Former Secretary of State Colin Powell also is among the more than 200 names on the list.

Stevens, 84, is fighting a seven-count indictment accusing him of filing false financial statements on mandatory Senate disclosure forms.

The indictment says he failed to report hundreds of thousands of dollars worth of repair work on his Alaska home paid for by Veco Energy, an oil services contractor and one of the largest employers in Alaska.

Stevens is not accused of accepting bribes. Read the indictment (pdf)

Stevens arrived with his defense team at the federal courthouse nearly two hours before Monday's proceeding began. He did not speak to reporters and the gaggle of cameras on arrival or departure.

The jury pool heard a summary of the case, and lawyers from both sides introduced themselves to the large group assembled in the ceremonial courtroom, where they were left to answer a list of questions to determine whether they are qualified to serve.

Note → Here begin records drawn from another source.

PR #1182, opened 2023-07-19
feat(store,world): combine schema and metadata registration, rename getSchema to getValueSchema, change Schema table id

### LINKED ISSUE #1043: Combine registration of schema with registration of metadata to have tighter constraints and simplify indexer logic
pulled out from #760
> Can we tighten constraints around schema + metadata? i.e. always register key schema + value schema + metadata together (like a regular table), so we can reliably expect them to exist together, and not allow for them to be written more than once. -> yes

### LINKED ISSUE #1122: Combine registration of schema and metadata, add keySchema
* Currently `registerSchema` and `registerMetadata` are two separate methods, making metadata optional and mutable. This leads to a lot of complication in the networking stack and typing. Instead we should combine the two methods, and make metadata immutable.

Among those summoned for jury duty in the Stevens trial was Fox News reporter Catherine Herridge, a resident of Washington.

The witness list, the judge explained, was an opportunity for prospective jurors to indicate that they know any of the people who may be called to testify.

Lead defense attorney Brendan Sullivan asked the senator to stand as he introduced him to the potential jury panel that will weigh his guilt or innocence.

Stevens did not make any remarks in the courtroom.

It was his first appearance at the courthouse since he entered his plea of not guilty on July 31.

Stevens, up for re-election in November, has requested that the trial be expedited in hopes he can clear his name before voters head to the polling booths.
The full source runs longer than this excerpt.